*Task prompt*. Using the records provided below, locate and copy each line that contains the word "Shift".
*** Begin section ***
PR #421, opened 2017-11-16
Terminate on parent compositor exit

### LINKED ISSUE #397: X11 backend: Doesn't die when X exits.
Testing with the X11 backend I (accidently) killed my X and the waymonad process continued to exist spammin **a lot** of 
`2017-11-08 14:31:54 - [backend/x11/backend.c:354] eglSwapBuffers failed: Bad native window`

emersion:
Test plan: open rooston, and open another rootston inside it (but not from within rootston):

* With the Wayland backend: `env WAYLAND_DISPLAY=wayland-1 build/rootston/rootston`
* With the X11 backend: `env WAYLAND_DISPLAY= DISPLAY=:1 build/rootston/rootston`

Kill the outer rootston. Check that the inner one exits.

Fixes #397

### DIFF
--- a/backend/wayland/backend.c
+++ b/backend/wayland/backend.c
@@ -41,7 +41,7 @@ static bool wlr_wl_backend_start(struct wlr_backend *_backend) {
 	wlr_log(L_INFO, "Initializating wayland backend");
 
 	wlr_wl_registry_poll(backend);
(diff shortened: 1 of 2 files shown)


acrisci:
👍 looks good

Issue #398, opened 2017-11-08
keyboard_keysym_press called twice


emersion:
`keyboard_keysym_press` is called several times per keypress: one time in `keyboard_keysyms_simple` and one time in `keyboard_keysyms_xkb`. So pressing Alt+Shift+2 will add 2 _and_ @ in `roots_keyboard_pressed_keysyms`.

Introduced in #394.

cc @Ongy

Ongy:
Ah, I had noticed this, but scanning the code the only usage I found was this here https://github.com/swaywm/wlroots/blob/master/rootston/keyboard.c#L93
And since that was for the keybinds, it made sense to me.

Is it an integral feature to check for combinations that are more than one key (key, not modifier)?
Otherwise it would be easier to completly bypass this state for keybind detection imo.

emersion:
>Ah, I had noticed this, but scanning the code the only usage I found was this here

The state is inconsistent, and that could fuck up some keybindings. Imagine I want to bind Ctrl+Shift+@ because on my keyboard I have another key for @. The keybinding would be triggered even if Shift has been consumed to transform the 2 into a @.

>Is it an integral feature to check for combinations that are more than one key (key, not modifier)?

Yes.

Now that we track the currently pressed keys in `wlr_keyboard`, it should be pretty easy to remove `roots_keyboard.keysyms` and get keysyms from all pressed keycodes each time a key is pressed.

SirCmpwn:
Thanks!

PR #422, opened 2017-11-16
Fix a bunch of mistakes detected with scan-build

emersion:
To run the static analyzer:

```
ninja scan-build -C build
```

I didn't fix the keyboard thing because I'll refactor it anyway when fixing #398.


acrisci:
👍 looks good.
*** End section ***
*Answer box*.
`keyboard_keysym_press` is called several times per keypress: one time in `keyboard_keysyms_simple` and one time in `keyboard_keysyms_xkb`. So pressing Alt+Shift+2 will add 2 _and_ @ in `roots_keyboard_pressed_keysyms`.
The state is inconsistent, and that could fuck up some keybindings. Imagine I want to bind Ctrl+Shift+@ because on my keyboard I have another key for @. The keybinding would be triggered even if Shift has been consumed to transform the 2 into a @.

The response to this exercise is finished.